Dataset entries
╭──

PR #267, opened 2026-05-28
[SECRES-4877] Use package source attribute in npm package manager

ikretz:
This PR wires up `Package.source` (added in #259) for the `Npm` package manager so every npm `Package` carries source provenance (remote URL or local path).

In adding this feature, it was discovered that simply copying the `package.json`, `package-lock.json` and `node_modules/` from the original project directory into the `TemporaryNpmProject` directory is insufficient.  Specifically, npm prefers to reference local package dependencies via relative (to the project directory) file paths. Thus, simply copying these files into a new directory breaks these references.  The context manager entry code has been significantly enhanced so that these previously dangling references are re-relativized with respect to the temporary directory.

Other changes include:

  - A one-line `if` → `elif` fix in `pip.py` where remote pip packages were having their `RemotePackageSource` immediately overwritten with `None`.
  - Additional tests for the new behaviors
  - Update dependencies to their latest compatible versions


scfw/verifiers/osv_verifier/__init__.py
```diff
@@ -135,7 +135,7 @@ def failure_message() -> str:
             return [(FindingSeverity.WARNING, f"Package ecosystem {package.ecosystem} is not supported")]
 
         vulns = []
-        query = {
+        query: dict[str, str | dict[str, str]] = {
```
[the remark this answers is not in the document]
ikretz: Added in [64bbb6f](https://github.com/DataDog/supply-chain-firewall/pull/267/commits/64bbb6f6e86140418a4fbf38b0d392997df6d471)

scfw/package_managers/npm/temp_project.py
```diff
@@ -121,47 +239,46 @@ def resolve_install_command_targets(self, install_command: list[str]) -> list[Pa
...
+
+            # Some versions of npm report CHANGE for local dependencies already present in
+            # `node_modules` when the resolved path is re-relativized for the temp project
+            # Since they are not being freshly downloaded or installed, they may be excluded
+            return [
+                handle for handle in target_handles
+                if not (
+                    pre_install_packages.get(handle, {}).get("resolved", "").startswith(_LOCAL_DEPENDENCY_PREFIX)
+                    and (temp_dir_path / handle).exists()
+                )
```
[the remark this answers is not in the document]
ikretz: Changed in [64bbb6f](https://github.com/DataDog/supply-chain-firewall/pull/267/commits/64bbb6f6e86140418a4fbf38b0d392997df6d471)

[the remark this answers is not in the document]
ikretz: The suggested change is necessary but so is the original check: they are complimentary.
Changed in [b263d0a](https://github.com/DataDog/supply-chain-firewall/pull/267/commits/b263d0ae2a08f163c08d54c8b257fc775cad7b85)

scfw/package_managers/npm/temp_project.py
```diff
@@ -231,14 +381,8 @@ def handle_to_package(
             if not (dependencies := json.load(f).get("packages")):
```
tesnim5hamdouni: Claude: An empty packages dict {} is falsy in Python, so this will raise a KeyError even when the lockfile is valid
  but has no packages. This breaks the case where a project has a valid lockfile with zero dependencies.
  
  Fix: Check for None explicitly:
```
  if (dependencies := json.load(f).get("packages")) is None:
      raise KeyError("Missing dependencies data in package-lock.json")
```

scfw/package_managers/npm/temp_project.py
```diff
@@ -121,47 +239,54 @@ def resolve_install_command_targets(self, install_command: list[str]) -> list[Pa
...
+                    and line_tokens[2] in {"ADD", "CHANGE"}
+                ):
                     target_handles.append(line_tokens[3])
 
-            return target_handles
+            lockfile_path = temp_dir_path / "package-lock.json"
+            if not lockfile_path.is_file():
+                return target_handles
+            with open(lockfile_path) as f:
+                pre_install_packages = json.load(f).get("packages", {})
```
tesnim5hamdouni, line 264: Claude Nit:
  The lockfile is loaded twice:
  - Line 264: To extract pre-install packages for filtering
  - Line 381: To get dependencies for resolving targets
  
  This is inefficient for large lockfiles. The first load is only used to check for link: true entries. Consider
  restructuring to reuse the parse result.
  
  Suggestion: Load once and cache the result, or defer the first check until after the actual install.

ikretz: This is true, but I think there's a good reason to do it: we don't want to run the `npm install` command unless we know we really have to.  In order to get this down to one read/parse of `package-lock.json`, we would have to unconditionally run the command and then do this filtering step afterwards.  Moreover, from an efficiency standpoint, it's not clear (at least not to me) that replacing an unnecessary JSON parse with an unnecessary `npm` execution saves us anything.

What do you think?

scfw/package_managers/npm/temp_project.py
ikretz: Nice catch.

sobregosodd (approved):

scfw/package_managers/npm/temp_project.py
ikretz: Fixed in [165352e](https://github.com/DataDog/supply-chain-firewall/pull/267/commits/165352e808dec499c16aae85ae5dc738402e559f)

scfw/package_managers/npm/temp_project.py
tesnim5hamdouni: I think that makes sense

tesnim5hamdouni (approved):
:shipit:

PR #2360, opened 2018-03-13
Add number input workaround for Microsoft Edge.

Deathicator:
Microsoft Edge doesn't fire 'input' or 'change' events for number inputs when the value is changed via the up / down arrow keys.

https://developer.microsoft.com/en-us/microsoft-edge/platform/issues/14678823/

It has been fixed in an upcoming build, but hasn't yet been released.


mbest:
Thanks

PR #2364, opened 2018-03-21
Remove when binding; instead, the presence of descendantsComplete bin…

### LINKED ISSUE #2343: ko.applyBindingsToNode component binding throws error
In beta version 3.5 line 4333 throws error, when using component binding with ko.applyBindingsToNode

```
var element= document.createElement("div");
                ko.applyBindingsToNode(element { component: { name: "example", params:{} } });
```

childBindingContext = asyncContext.createChildContext(componentViewModel, /* dataItemAlias */ undefined, function(ctx) {

asyncContext is undefined

Problem originates from line 3450 

```
var bindingInfo = ko.utils.domData.get(node, boundElementDomDataKey);

where ko.utils.domData.get(node, boundElementDomDataKey); returns undefined
```

Error code from console:

```
knockout-3.5.0beta.debug.js?cache=53027963:4333 Uncaught TypeError: Cannot read property 'createChildContext' of undefined
    at ko.subscription._callback (knockout-3.5.0beta.debug.js?cache=53027963:4333)
    at ko.subscribable.notifySubscribers (knockout-3.5.0beta.debug.js?cache=53027963:1412)
    at knockout-3.5.0beta.debug.js?cache=53027963:3843
    at knockout-3.5.0beta.debug.js?cache=53027963:3861
    at knockout-3.5.0beta.debug.js?cache=53027963:3890
    at init.js?cache=53027963:35
    at tryIssueCallback (knockout-3.5.0beta.debug.js?cache=53027963:4000)
    at knockout-3.5.0beta.debug.js?cache=53027963:4021
    at knockout-3.5.0beta.debug.js?cache=53027963:3890
    at resolveViewModel (knockout-3.5.0beta.debug.js?cache=53027963:4071)
```

mbest:
…ding modifies how the if binding works

descendantsComplete binding can now be used on any node
Add a note that component contents might be updated while the component itself is being updated
Fix #2343 - support applyBindingsToNode for components

See https://github.com/knockout/knockout/pull/2342#issuecomment-374025989


mbest:
Some other internal changes:

1. `BindingContext` uses a pure computed to update itself and therefore doesn't need to keep track of nodes.
2. When using deferred updates, if a pure computed goes to sleep after a notification is scheduled, don't re-evaluate the computed (because there's actually nobody to notify).

PR #2365, opened 2018-03-26
Fixes simpleHttpParse logic for table-like names

avcs06:
The logic fails to parse table-like tags properly, if there are comments or ko blocks at the beginning of template


mbest:
Thanks.

PR #2369, opened 2018-04-14
Updates to Knockout TypeScript definitions

mbest:
Based on @Sebazzz's comments.

Related #2353

### DIFF
--- a/build/types/knockout.d.ts
+++ b/build/types/knockout.d.ts
@@ -131,8 +131,8 @@ export function isObservableArray<T = any>(instance: any): instance is Observabl
 
 //#region subscribables/dependendObservable.js
 
-export type ComputedReadFunction<T = any> = Subscribable<T> | Observable<T> | Computed<T> | (() => T);
-export type ComputedWriteFunction<T = any> = (val: T) => void;
+export type ComputedReadFunction<T = any, TTarget = void> = Subscribable<T> | Observable<T> | Computed<T> | ((this: TTarget) => T);
+export type ComputedWriteFunction<T = any, TTarget = void> = (this: TTarget, val: T) => void;
 export type MaybeComputed<T = any> = T | Computed<T>;
 
 export interface ComputedFunctions<T = any> extends Subscribable<T> {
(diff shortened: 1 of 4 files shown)


Sebazzz:
Additional thing I noticed:

In case where the `evaluatorTarget` argument is provided, the `this` parameter of the `evaluator` is bound to `evaluatorTarget`. In that case these typings are not correct:

```
 export function computed<T = any>(evaluator: ComputedReadFunction<T>, evaluatorTarget: any): Computed<T>;
 export function computed<T = any>(evaluator: ComputedReadFunction<T>, evaluatorTarget: any, options: ComputedOptions<T>): Computed<T>;
 export function pureComputed<T = any>(options: ComputedOptions<T>): PureComputed<T>;
 export function pureComputed<T = any>(evaluator: ComputedReadFunction<T>, evaluatorTarget: any): PureComputed<T>;
```

You can change:
```
export type ComputedReadFunction<T = any, TTarget=void> = Subscribable<T> | Observable<T> | Computed<T> | ((this: TTarget) => T);
export type ComputedWriteFunction<T = any, TTarget=void> = (this: TTarget, val: T) => void;
```

And then: 
```
 export function computed<T = any, TTarget=any>(evaluator: ComputedReadFunction<T,TTarget>, evaluatorTarget: TTarget): Computed<T>;
 export function computed<T = any, TTarget=any>(evaluator: ComputedReadFunction<T,TTarget>, evaluatorTarget: TTarget, options: ComputedOptions<T>): Computed<T>;
 export function pureComputed<T = any, TTarget=any>(evaluator: ComputedReadFunction<T,TTarget>, evaluatorTarget: TTarget): PureComputed<T>;
```

You could also consider to document this limitation and keep the typings simpler as they are, since I expect that usually in Typescript a fat arrow function will be used as first parameter and the overloads with `evaluatorTarget` are unused.

mbest:
@Sebazzz  Thanks for the notes. I've made those updates.

SomaticIT:
I did a little review, and did not see anything missing.
On the contrary, I think you did great job!

I will make some more tests, but it seems good.

PR #2378, opened 2018-05-09
Reverse some of the ko.utils.array* changes from #1448 and #1200.

mbest:


fastfasterfastest:
I think it would be a good idea to also piggyback on the native implementations of `map` and `filter` for performance reasons.

And to pass along the array itself to the callback function of the `arrayMap` and `arrayFilter` methods (see [note] below) - this will align these methods what the native implementations do.

These additional changes would/should be entirely backward compatible with 3.4.2.

```
arrayMap: Array.prototype.map ?
   function (array, mapping, mappingOwner) {
      return array ? Array.prototype.map.call(array, mapping, mappingOwner) : [];
   } :
   function (array, mapping, mappingOwner) {
      var result = [];
      if (array) {
         for (var i = 0, j = array.length; i < j; i++)
            result.push(mapping.call(mappingOwner, array[i], i, array));  //[note]
      }
      return result;
   },

arrayFilter: Array.prototype.filter ?
   function (array, predicate, predicateOwner) {
      return array ? Array.prototype.filter.call(array, predicate, predicateOwner) : [];
   } :
   function (array, predicate, predicateOwner) {
      var result = [];
      if (array) {
         for (var i = 0, j = array.length; i < j; i++)
            if (predicate.call(predicateOwner, array[i], i, array)) //[note]
               result.push(array[i]);
      }
      return result;
   },
```

mbest:
Give that I want to release 3.5 soon, I'd like to keep this limited to reverting changes since 3.4 rather than adding anything new.

chrisknoll:
That's cool, something to look forward to in 3.6! ;) ;)

Issue #231, opened 2011-12-15
Use jQuery when available in style binding


wallymathieu:
We had a problem in our project with setting background color in IE and firefox. I've tried to make a simple example out of an existing fiddle:
http://jsfiddle.net/ozzymcduff/GSvnh/30/
The fiddle has problem rendering in firefox, but not IE9 and chrome. This is probably a cross browser thing.  

In knockout we have the following in the style bindinghandler
element.style[styleName] = styleValue || "";
We made a separate style bindinghandler and changed the above to 
$(element).css(styleName, styleValue || "");

jrsearles:
Another useful thing jQuery does is check for a vendor prefixed version if the style property does not exist. I ran into this today using the default Knockout style binding.

I agree that the behavior should be consistent when not using jQuery though, so my preference would be for that behavior to be pulled into Knockout.

mbest:
See #2302

derrickb:
Would it be feasible to make this optional?

Using 3.5.0rc, I'm finding that I now have to wrap my url()'s in escaped quotes which, while not the end of the world, is cluttering up my html quite a lot and making VS Code's syntax highlighting unhappy as a side effect.

I've been using the style binding like so:
`style: { backgroundImage: 'url('+getAsset('select_arrow')+')' }`
Where 'getAsset' returns a base64 string.
With the new functionality, I have to use:
`style: { backgroundImage:'url(\"'+getAsset('select_arrow')+'\")' }`

Again, not a severe issue, but I use this binding a LOT in my UI so it's unfortunate to have to go through it all to add the quotes.

chrisknoll:
have you tried tempalted strings (using a ` to wrap your string)?

derrickb:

╰──

§ What the task requires:
Each line above where the word "compatible" occurs should be copied out.

§ Written solution:
  - Update dependencies to their latest compatible versions
These additional changes would/should be entirely backward compatible with 3.4.2.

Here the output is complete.